2. The apparatus of claim 1, wherein each processing element includes a multiply-accumulate circuit operating in a weight-stationary configuration with broadcast activations and locally stored weights.

3. The apparatus of claim 1, wherein each multiplexer is controlled by a configuration register defining a selectable routing state between direct and bypass connections.

4. The apparatus of claim 1, wherein the output-sum region includes an accumulation circuit configured to combine partial-sum signals from all active columns.

5. The apparatus of claim 1, wherein the array includes at least one redundant column segment reserved for substitution when a column segment is bypassed.

6. The apparatus of claim 1, further comprising a controller configured to identify defective column segments based on output-sum comparisons and to update multiplexer states to maintain array continuity.

7. The apparatus of claim 1, wherein the inter-array multiplexers are implemented using low-latency transmission-gate switches or pass-transistor logic.

8. The apparatus of claim 1, wherein configuration data defining multiplexer states are stored in a non-volatile memory accessible during device initialization.

9. The apparatus of claim 1, wherein partial-sum signal routing is reconfigurable without halting compute operation.

10. The apparatus of claim 1, wherein column bypass information is propagated to higher-level firmware for reliability tracking.

11. A fault-tolerant processor comprising a plurality of stacked compute layers, each layer including processing columns that generate partial-sum signals, the processor further comprising inter-layer multiplexers positioned between successive layers and configured to route the partial-sum signals around defective column segments to maintain end-to-end signal continuity.

12. The apparatus of claim 11, wherein the processor further includes a controller configured to store multiplexer configuration data and to dynamically update routing based on detected defects.

13. The apparatus of claim 11, wherein verification circuitry located in the output-sum region compares accumulated outputs from test and reference columns to identify a defective column segment.

14. The apparatus of claim 11, wherein redundant column segments are automatically substituted for defective segments through reprogramming of the inter-layer multiplexers.

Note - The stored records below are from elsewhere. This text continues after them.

PR #174, opened 2022-03-12
Package manager view

### LINKED ISSUE #127: Create view for choosing package manager

LostInStatic:
## Description

Package manager picker was implemented according to the design and comments. 

## Linked issues

Closes #127

### DIFF
--- a/src/renderer/views/AddProject/subcomponents/PackageManagerPicker/PackageManagerPicker.tsx
+++ b/src/renderer/views/AddProject/subcomponents/PackageManagerPicker/PackageManagerPicker.tsx
@@ -14,7 +14,8 @@ const PackageManagerPicker = () => {
   const { packageManager } = useSelector(newPublication);
   const dispatch = useDispatch();
 
-  const setPackageManager = (value: NewPublication['packageManager']) => {
+  const handleChange = (event: React.ChangeEvent<HTMLInputElement>) => {
+    const value = event.target.value as NewPublication['packageManager'];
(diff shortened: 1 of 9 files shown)


src/renderer/views/AddProject/subcomponents/PackageManagerPicker/PackageManagerPicker.tsx
```diff
@@ -0,0 +1,53 @@
...
+
+      <Box mb={2}>
+        <RadioGroup
+          defaultValue={packageManager}
+          onChange={(e) =>
+            setPackageManager(
+              e.target.value as NewPublication['packageManager']
+            )
+          }
+        >
```
karczewskiPiotr, line 35: @LostInStatic I think it might just be cleaner to have a handler function instead of defining the `onChange` inline. Even though for now we don't even allow a choice here. 😅

```suggestion
  const handleChange = (event: React.ChangeEvent<HTMLInputElement>) => {
    const value = event.target.value as NewPublication['packageManager'];
    dispatch(setPublicationField({ field: 'packageManager', value }));
  };

  return (
    <Box>
      <Typography variant='subtitle1' component='p' mb={3}>
        {t('AddProject.PackageManager.message')}
      </Typography>

      <Box mb={2}>
        <RadioGroup defaultValue={packageManager} onChange={handleChange}>
```

karczewskiPiotr (changes requested):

15. The apparatus of claim 11, wherein continuous compute operation is maintained during reconfiguration by overlapping routing update cycles with activation broadcast cycles.

16. A method for maintaining signal continuity in a multi-layer compute array comprising: detecting a defective column segment; updating control signals of inter-layer multiplexers to route partial-sum signals through an adjacent functional column segment; and continuing compute operation without interruption.

17. The method of claim 16, further comprising duplicating weight data from the defective segment into the adjacent functional segment used for bypass routing.

18. The method of claim 16, further comprising verifying bypass functionality by comparing output-sum results from reference and bypassed columns.

19. The method of claim 16, further comprising updating a configuration table defining the multiplexer routing state for each column segment.

20. The method of claim 16, further comprising recording defect information in a reliability register for use in predictive maintenance or yield analysis.